PR #14553, opened 2023-12-04
Enforce `Index.to_frame` deprecations

galipremsagar:
## Description
This PR enforces deprecations of `Index.to_frame` and updates pytests related to this API.

## Checklist

### DIFF
--- a/python/cudf/cudf/core/_base_index.py
+++ b/python/cudf/cudf/core/_base_index.py
@@ -796,12 +796,6 @@ class BaseIndex(Serializable):
 
         return super().fillna(value=value)
 
-    def _get_level_names(self):
-        """
-        Return a name or list of names with None replaced by the level number.
-        """
-        return 0 if self.name is None else self.name
-
     def to_frame(self, index=True, name=no_default):
         """Create a DataFrame with a column containing this Index
 
@@ -852,7 +846,7 @@ class BaseIndex(Serializable):
         """
 
         if name is no_default:
-            col_name = self._get_level_names()
+            col_name = 0 if self.name is None else self.name
         else:
             col_name = name
 
--- a/python/cudf/cudf/core/_base_index.py
+++ b/python/cudf/cudf/core/_base_index.py
@@ -796,6 +796,12 @@ class BaseIndex(Serializable):
 
         return super().fillna(value=value)
 
+    def _get_level_names(self):
+        """
+        Return a name or list of names with None replaced by the level number.
+        """
+        return 0 if self.name is None else self.name
+
     def to_frame(self, index=True, name=no_default):
         """Create a DataFrame with a column containing this Index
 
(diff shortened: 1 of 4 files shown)


python/cudf/cudf/core/_base_index.py
```diff
@@ -796,6 +796,12 @@ def fillna(self, value, downcast=None):
 
         return super().fillna(value=value)
 
+    def _get_level_names(self):
+        """
+        Return a name or list of names with None replaced by the level number.
+        """
+        return 0 if self.name is None else self.name
```
wence-, line 803: This docstring is a "generic" one, but this function never returns a list.

python/cudf/cudf/core/multiindex.py
```diff
@@ -970,6 +969,16 @@ def __getitem__(self, index):
...
 
+    @_cudf_nvtx_annotate
+    def _get_level_names(self):
+        """
+        Return a name or list of names with None replaced by the level number.
+        """
+        return [
+            level if name is None else name
+            for level, name in enumerate(self.names)
+        ]
```
wence-, line 980: And this one always returns a list.

Would it be more natural to always return a list, and in the non-multiindex case just have a singleton list that the caller destructures?

python/cudf/cudf/core/_base_index.py
```diff
@@ -844,22 +850,12 @@ def to_frame(self, index=True, name=no_default):
...
-                FutureWarning,
-            )
-            name = no_default
-        if name is not no_default:
-            col_name = name
-        elif self.name is None:
-            col_name = 0
+
+        if name is no_default:
+            col_name = self._get_level_names()
```
wence-, line 855:
```suggestion
            (col_name,) = self._get_level_names()
```

Like that.

python/cudf/cudf/core/multiindex.py
mroeschke: Yeah IMO if these functions are only needed in `to_frame` and Index vs MultiIndex have their own implementation, I think hardcoding this in the function is sufficient

python/cudf/cudf/core/_base_index.py
galipremsagar: Removed this part of code

python/cudf/cudf/core/multiindex.py
galipremsagar: Went ahead and removed these single use functions.

python/cudf/cudf/core/_base_index.py
galipremsagar: Dropped this method altogether.

wence-:
This is pandas-2, so I'm not expecting clean CI, right?

wence- (approved):

galipremsagar:
> This is pandas-2, so I'm not expecting clean CI, right?

Yup, That's right.

PR #14558, opened 2023-12-04
Use cudf_test temp_directory class for nvtext::subword_tokenize gbenchmark

davidwendt:
## Description
Changes the creation of a temporary subword hash file to use the `temp_directory` class from `cudf_test/file_utilities.hpp`.
This is part of an overall effort to consolidate and document libcudf environment variables.

## Checklist

### DIFF
--- a/cpp/benchmarks/text/subword.cpp
+++ b/cpp/benchmarks/text/subword.cpp
@@ -29,10 +29,9 @@
 #include <iostream>
 #include <vector>
 
-temp_directory const subword_tmpdir{"cudf_gbench"};
-
 static std::string create_hash_vocab_file()
 {
+  static temp_directory const subword_tmpdir{"cudf_gbench"};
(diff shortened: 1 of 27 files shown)


cpp/benchmarks/text/subword.cpp
```diff
@@ -18,19 +18,22 @@
...
 #include <cudf/strings/strings_column_view.hpp>
+
 #include <nvtext/subword_tokenize.hpp>
 
 #include <filesystem>
 #include <fstream>
 #include <iostream>
 #include <vector>
 
+temp_directory const subword_tmpdir{"cudf_gbench"};
```
harrism, line 32: question: Does this need to be global? 

suggestion: Seems this is only used in one static function, so maybe move the variable inside that function?

harrism (approved):
One minor suggestion.

hyperbolic2346 (approved):

PR #14565, opened 2023-12-04
Simplify Python CMake

vyasr:
## Description

This PR makes a number of changes to streamline the CMake code in the Python build. There are additional potential improvements that may be possible but I'd prefer to wait on until after the scikit-build-core migration because I suspect that there may be subtle differences (particularly around the install rules). The major improvements here are:
- nvcomp installation no longer needs as much special casing thanks to https://github.com/rapidsai/rapids-cmake/pull/496 adding missing targets
- get_arrow.cmake now determines how to find arrow by checking for 1) the presence of Python, 2) the presence of pyarrow, and 3) the presence of libarrow.so.* inside the pyarrow directory. This approach works for both pip and conda packages as well as pure C++ builds and removes the need for manual determination of where to look by the builder. The assumption baked in is that the developer has installed the desired pyarrow package when building.
- The `CUDF_BUILD_WHEELS` variable is now removed. All Python builds that don't find the C++ library all go down the same path now. This is particularly relevant for doing something like a local `pip install`. This is the desired behavior because if you're building the Python package in that kind of environment you always want the same behaviors. The different case is when the Python build finds the C++ build (e.g. in a conda environment where libcudf is a separate package).
- The logic for linking to pyarrow headers is now centralized in a single function since it needs to be used by every Cython target.

## Checklist


python/cudf/CMakeLists.txt
```diff
@@ -74,42 +65,32 @@ include(rapids-cython)
...
+  # control where they are installed to. Since there are multiple subpackages of cudf._lib that
+  # require access to libcudf, we place the library and all its dependent artifacts in the cudf
+  # directory as a single source of truth and modify the other rpaths appropriately.
   set(cython_lib_dir cudf)
-  install(TARGETS cudf DESTINATION ${cython_lib_dir})
+  include(cmake/Modules/WheelHelpers.cmake)
+  # TODO: This install is currently overzealous. We should only install the libraries that are
+  # downloaded by CPM during the build, not libraries that were found on the system.  However, in
+  # practice right this would only be a problem is if libcudf was not found but some of the
+  # dependencies were, and we have no real use cases where that happens.
```
vyasr, line 84: I don't want to try and fix this right now. I would like to manage the scikit-build-core transition first, then revisit the best way for us to handle install rules. Some anecdotal experiments suggest that the configure/build paths might be a bit different in scikit-build-core, so I don't want to do redundant work.

raydouglass (approved):

brandon-b-miller (approved):

cpp/cmake/thirdparty/get_arrow.cmake
```diff
@@ -34,20 +34,34 @@ function(find_libarrow_in_python_wheel PYARROW_VERSION)
   # version number soname, just `${MAJOR_VERSION}00`
   set(PYARROW_LIB "libarrow.so.${PYARROW_SO_VER}00")
 
-  find_package(Python REQUIRED)
```
robertmaynard, line 37: We should check to make sure `Python_EXECUTABLE` is defined and error out otherwise. In theory, a single scope could have included `get_arrow.cmake` and a different scope calls `find_and_configure_arrow` so we end up with an invalid `execute_process`

cpp/cmake/thirdparty/get_arrow.cmake
```diff
@@ -34,20 +34,34 @@ function(find_libarrow_in_python_wheel PYARROW_VERSION)
...
   execute_process(
```
robertmaynard, line 37: Why do we need this execute_process here? This looks the same as the initial_code_block that will be called on line 67 once we find Arrow?

cpp/cmake/thirdparty/get_arrow.cmake
```diff
@@ -34,20 +34,34 @@ function(find_libarrow_in_python_wheel PYARROW_VERSION)
...
     Arrow NO_CONFIG
     VERSION "${PYARROW_VERSION}"
     LIBRARY_NAMES "${PYARROW_LIB}"
     BUILD_EXPORT_SET cudf-exports
     INSTALL_EXPORT_SET cudf-exports
-    HEADER_NAMES arrow/python/arrow_to_pandas.h
+    HEADER_NAMES arrow/python/arrow_to_pandas.h INITIAL_CODE_BLOCK initial_code_block
   )
 
   find_package(Arrow ${PYARROW_VERSION} MODULE REQUIRED GLOBAL)
```
robertmaynard, line 67: Nitpick: can you fix the uppercase commands between lines 79:98

cpp/cmake/thirdparty/get_arrow.cmake
```diff
@@ -432,7 +446,35 @@ if(NOT DEFINED CUDF_VERSION_Arrow)
   )
 endif()
 
+# If the pyarrow package contains libarrow we want to link against it directly instead of searching
```
robertmaynard, line 449: This logic should be explicitly opt-in.
If you are building libcudf on a machine with a system installed pyarrow you would always use that with no way to opt out.

robertmaynard (changes requested):

cpp/cmake/thirdparty/get_arrow.cmake
vyasr: Ugh you're right, but this is unfortunate. It does mean we continue to have to specify nonzero information from the CLI when invoking certain (wheel) builds, but I guess that's not the worst.

robertmaynard (approved):

PR #14566, opened 2023-12-04
Switch to static libcudart builds

vyasr:
This PR changes the default for C++ builds to statically link to libcudart.


vyasr:
One obvious issue arising here, the stream checking preload won't work with a static cudart.

davidwendt:
Why is this being changed? Can you add more detail to the description?

vyasr:
Closing, will require some more planning.

PR #14576, opened 2023-12-05
Update to CCCL 2.2.0.

bdice:
## Description
This PR updates cuDF to CCCL 2.2.0. Do not merge until all of RAPIDS is ready to update.

Depends on #14577.

Replaces #13222.

## Checklist
- [x] I am familiar with the [Contributing Guidelines](https://github.com/rapidsai/cudf/blob/HEAD/CONTRIBUTING.md).
- [x] New or existing tests cover these changes.
- [x] The documentation is up to date with these changes.

PR #14577, opened 2023-12-05
Use cuda::proclaim_return_type on device lambdas.

bdice:
## Description
This PR makes cudf compatible with Thrust 2 by adding `cuda::proclaim_return_type`, but does not upgrade the version of Thrust/CCCL just yet. Currently we use libcudacxx 2.1.0, which makes `cuda::proclaim_return_type` available, but we still use Thrust 1.17.2 which doesn't require device lambdas to have proclaimed return types. This diff is separated out from #14576 and reduces the diff we must carry in #14576 -- which should contain only packaging changes / version updates for the CCCL 2 migration. This PR is **nonbreaking**, while #14576 will be **breaking**.

## Checklist


cpp/include/cudf/detail/utilities/cast_functor.cuh
```diff
@@ -0,0 +1,63 @@
...
+
+/**
+ * @brief Functor that casts another functor's result to a specified type.
+ *
+ * CUB 2.0.0 reductions require that the binary operator returns the same type
+ * as the initial value type, so we wrap binary operators with this when used
+ * by CUB.
+ */
+template <typename ResultType, typename F>
+struct cast_functor_fn {
```
ttnghia, line 42: Why do we have this new file?

ttnghia (approved):

cpp/src/copying/copy.cu
```diff
@@ -35,6 +35,8 @@
 #include <thrust/distance.h>
 #include <thrust/iterator/counting_iterator.h>
 
+#include <cuda/functional>
```
davidwendt, line 38: Doesn't look like this header is needed.

cpp/src/io/json/nested_json_gpu.cu
```diff
@@ -45,6 +45,8 @@
 #include <thrust/transform.h>
 #include <thrust/tuple.h>
 
+#include <cuda/functional>
+
```
davidwendt, line 49:
```suggestion
```

cpp/src/quantiles/tdigest/tdigest_aggregation.cu
```diff
@@ -623,17 +630,18 @@ std::unique_ptr<column> build_output_column(size_type num_rows,
...
-                    thrust::make_counting_iterator(0) + num_rows,
-                    sizes.begin(),
-                    [offsets = offsets->view().begin<size_type>()] __device__(size_type i) {
-                      return offsets[i + 1] - offsets[i];
-                    });
+  auto offsets_iter = offsets->view().begin<size_type>();
+  thrust::adjacent_difference(rmm::exec_policy(stream),
+                              offsets->view().begin<size_type>() + 1,
+                              offsets->view().end<size_type>(),
+                              sizes.begin());
```
davidwendt, line 637: This rewrite assumes that the first offset value is always 0 while the original transform code does not.

davidwendt (approved):

vuule (commented):
never finished the review :(
Wanted to asked about this comment anyway.

cpp/include/cudf/column/column_view.hpp
```diff
@@ -478,7 +478,10 @@ class mutable_column_view : public detail::column_view_base {
  public:
   mutable_column_view() = default;
 
-  ~mutable_column_view() = default;
+  ~mutable_column_view(){
+    // Needed so that the first instance of the implicit destructor for any TU isn't 'constructed'
+    // from a host+device function marking the implicit version also as host+device
```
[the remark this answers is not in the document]
bdice: That's a comment we acquired with help from @robertmaynard. I was suffering from inexplicable compilation problems and this fixed it.

cpp/include/cudf/column/column_view.hpp
```diff
@@ -478,7 +478,10 @@ class mutable_column_view : public detail::column_view_base {
...
+  };
```
ttnghia, line 484: This will trigger IDE warning.

```suggestion
  }
```

PR #14559, opened 2023-12-04
Add column sanitization checks in `CUDF_TEST_EXPECT_COLUMN_*` macros

SurajAralihalli:
This PR addresses Issue #[12786](https://github.com/rapidsai/cudf/issues/12786)

The listed functions have been modified to incorporate a column sanitization check; otherwise, they will raise a `std::invalid_argument` error.
- `expect_column_properties_equal`
- `expect_column_properties_equivalent`
- `expect_columns_equal`
- `expect_columns_equivalent`

## Checklist
- [X] I am familiar with the [Contributing Guidelines](https://github.com/rapidsai/cudf/blob/HEAD/CONTRIBUTING.md).
- [ ] New or existing tests cover these changes.
- [ ] The documentation is up to date with these changes.

PR #14578, opened 2023-12-05
Fix unsanitized nulls produced by libcudf dictionary decode

davidwendt:
## Description
Fixes `cudf::dictionary::decode` logic to produced sanitized null entries for compound column types.

Reference: #14559 -- fixes many of the errors found here concerning dictionary column gtests.

## Checklist

### DIFF
--- a/cpp/src/dictionary/decode.cu
+++ b/cpp/src/dictionary/decode.cu
@@ -34,7 +34,7 @@ struct indices_handler_fn {
   cudf::detail::input_indexalator const d_iterator;
   column_device_view const d_indices;
   size_type oob_index;  // out-of-bounds index identifies nulls
-  __device__ size_type operator()(size_type idx)
+  __device__ size_type operator()(size_type idx) const
   {
     return d_indices.is_null(idx) ? oob_index : d_iterator[idx];
   }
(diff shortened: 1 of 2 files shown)


cpp/src/dictionary/decode.cu
```diff
@@ -30,6 +29,18 @@
 namespace cudf {
 namespace dictionary {
 namespace detail {
+namespace {
+struct indices_handler_fn {
+  cudf::detail::input_indexalator const d_iterator;
+  column_device_view const d_indices;
+  size_type oob_index;  // out-of-bounds index identifies nulls
+  __device__ size_type operator()(size_type idx)
```
ttnghia, line 37:
```suggestion
  __device__ size_type operator()(size_type idx) const
```

ttnghia (approved):

cpp/src/dictionary/decode.cu
```diff
@@ -30,6 +29,18 @@
 namespace cudf {
 namespace dictionary {
 namespace detail {
+namespace {
+struct indices_handler_fn {
```
mythrocks, line 33: Thanks for fixing this.  Would there be value in naming this functor a "nullifying_handler" or some such?

mythrocks (approved):
LGTM!

cpp/src/dictionary/decode.cu
davidwendt: The actually nullifying happens far away in the gather function. This function simply returns indices.

PR #14582, opened 2023-12-06
Use exceptions instead of return values to handle errors in `CompactProtocolReader`

vuule:
## Description
Align the coding style with the rest of libcudf and use exceptions to report errors instead of returning a bool. 
This simplifies the control flow in many functions. In addition, the return value used top be ignored at many call sites.

## Checklist


etseidl (commented):
Love this.  Next up snake_case names! 😄 

Here are a few unasked for comments.

cpp/src/io/parquet/compact_protocol_reader.cpp
```diff
@@ -61,16 +63,15 @@ class parquet_field_list : public parquet_field {
   }
 
  public:
-  inline bool operator()(CompactProtocolReader* cpr, int field_type)
+  inline void operator()(CompactProtocolReader* cpr, int field_type)
   {
-    if (field_type != ST_FLD_LIST) { return true; }
+    CUDF_EXPECTS(field_type == ST_FLD_LIST, "expected list field");
```
vuule, line 68: Note to reviewers - returning true signals failure in these functions.

cpp/src/io/parquet/compact_protocol_reader.cpp
```diff
@@ -463,68 +443,64 @@ bool CompactProtocolReader::skip_struct_field(int t, int depth)
...
   constexpr int index = std::tuple_size<std::tuple<Operator...>>::value - 1;
   int field           = 0;
   while (true) {
     int const current_byte = cpr->getb();
     if (!current_byte) { break; }
-    int const field_delta    = current_byte >> 4;
-    int const field_type     = current_byte & 0xf;
-    field                    = field_delta ? field + field_delta : cpr->get_i16();
-    bool const exit_function = FunctionSwitchImpl<index>::run(cpr, field_type, field, op);
-    if (exit_function) { return false; }
```
vuule, line 522: This is where the logic inverts and false signals failure. This logic is(was) used from here to the top-level `read` functions.

harrism (approved):

ttnghia (approved):

cpp/src/io/parquet/compact_protocol_reader.cpp
robertmaynard: We should state what kind of field we are expecting, be it integers or strings.

vuule: I don't follow, we do state in the error string that we expect a list.

cpp/src/io/parquet/compact_protocol_reader.cpp
```diff
@@ -127,12 +127,24 @@ class parquet_field_int : public parquet_field {
 
   T& val;
 
+  std::string type_string()
```
ttnghia, line 130:
```suggestion
  std::string type_string() const
```

ttnghia: It's better to use switch:
```
switch (EXPECTED_TYPE) {
 case ....: return ...;
}
```

cpp/src/io/parquet/compact_protocol_reader.cpp
```diff
@@ -127,17 +127,29 @@ class parquet_field_int : public parquet_field {
...
+  {
+    if constexpr (EXPECTED_TYPE == ST_FLD_BYTE) {
+      return "byte";
+    } else if constexpr (EXPECTED_TYPE == ST_FLD_I32) {
+      return "int32";
+    } else if constexpr (EXPECTED_TYPE == ST_FLD_I64) {
+      return "int64";
+    }
+    return "unknown(EXPECTED_TYPE=" + std::to_string(EXPECTED_TYPE) + ")";
```
etseidl, line 139: could this be an "else" and then the function made constexpr?

vuule: I don't know if it makes sense to make the function constexpr when it returns a `string`. A previous version returned a `char const*`, but CUDF_EXPECTS didn't like that.

etseidl: Guess that's a C++20 thing 😅. Someday...

cpp/src/io/parquet/compact_protocol_reader.cpp
robertmaynard: If the correct field is a list of strings, when provided a list of integers we error saying "expected list field", which is the wrong message. We should state we expected a list of strings ( even better also state what we got )

robertmaynard: I thought I left my original comment on line 70, where we do the check on the `T` type of the list, which is what should have the better diagnostic.

cpp/src/io/parquet/compact_protocol_reader.cpp
vuule: changed to a switch when I generalized the function so it can be reused

cpp/src/io/parquet/compact_protocol_reader.cpp
vuule: Centralized the field type checks, now all of them should print detailed info about the failing check.

cpp/src/io/parquet/compact_protocol_reader.cpp
```diff
@@ -40,37 +42,57 @@ class parquet_field {
...
+    case ST_FLD_STRUCT: return "struct";
+    case ST_FLD_LIST: return "list";
+    case ST_FLD_SET: return "set";
+    default: return "unknown(" + std::to_string(type) + ")";
+  }
+}
+
+void assert_field_type(int type, FieldType expected)
+{
+  CUDF_EXPECTS(type == expected,
```
ttnghia, line 65: Oh no, this is comparing `int` vs `enum`.

cpp/src/io/parquet/compact_protocol_reader.cpp
```diff
@@ -40,37 +42,57 @@ class parquet_field {
...
-  {
-  }
+  parquet_field_list(int f, std::vector<T>& v) : parquet_field(f), val(v) {}
 
  public:
-  inline bool operator()(CompactProtocolReader* cpr, int field_type)
+  inline void operator()(CompactProtocolReader* cpr, int field_type)
   {
-    if (field_type != ST_FLD_LIST) { return true; }
+    assert_field_type(field_type, ST_FLD_LIST);
```
ttnghia, line 89: Probably we are wrong from the beginning. Why not `field_type` an enum value, instead of `int`?

ttnghia: In addition, should the caller handle the input type instead of checking it here?

robertmaynard (approved):

cpp/src/io/parquet/compact_protocol_reader.cpp
vuule: We always compared `int`s and `FieldType` in this code, e.g. `if (field_type != ST_FLD_LIST) { return true; }`. I think it's fine, given that we throw if the values are not equal - no int values that are not valid `FieldType` values will get past this check. We have to sanitize the input somewhere :man_shrugging:

cpp/src/io/parquet/compact_protocol_reader.cpp
vuule: `field_type` is obtained by the caller by parsing the encoded input, so it could be any value if the input file is garbage. We cannot assume it will be a valid FieldType.

As for the validation on the caller side - the caller only sees these parquet_field_xyz objects as functors and does not know the actual field type that is being read. We could move validation to the caller if `parquet_field` classes somehow expose the expected field type, but I don't think this is a better option.

cpp/src/io/parquet/compact_protocol_reader.cpp
ttnghia: We definitely need to refactor it, changing into `enum class` for `FieldType`.

vuule: I'm not following. We have to compare the int input with a FieldType value somewhere. Using an enum class helps with the scope of the value names, but we still need the int <-> enum comparison, just with a `static_cast`.

ttnghia: Then we will do an explicit `static_cast` before comparison. I think it is better than this implicit comparison.

vuule: Just checked, `FieldType` is not exactly part of the spec, we have some creative freedom around it. 
If you don't mind, let's make it an `enum class` in a separate PR. It's a wider change than the error handling this PR is about.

> Problem details: Return, in full, every line of these entries that holds "Contributing".

> Response box:
- [x] I am familiar with the [Contributing Guidelines](https://github.com/rapidsai/cudf/blob/HEAD/CONTRIBUTING.md).
- [X] I am familiar with the [Contributing Guidelines](https://github.com/rapidsai/cudf/blob/HEAD/CONTRIBUTING.md).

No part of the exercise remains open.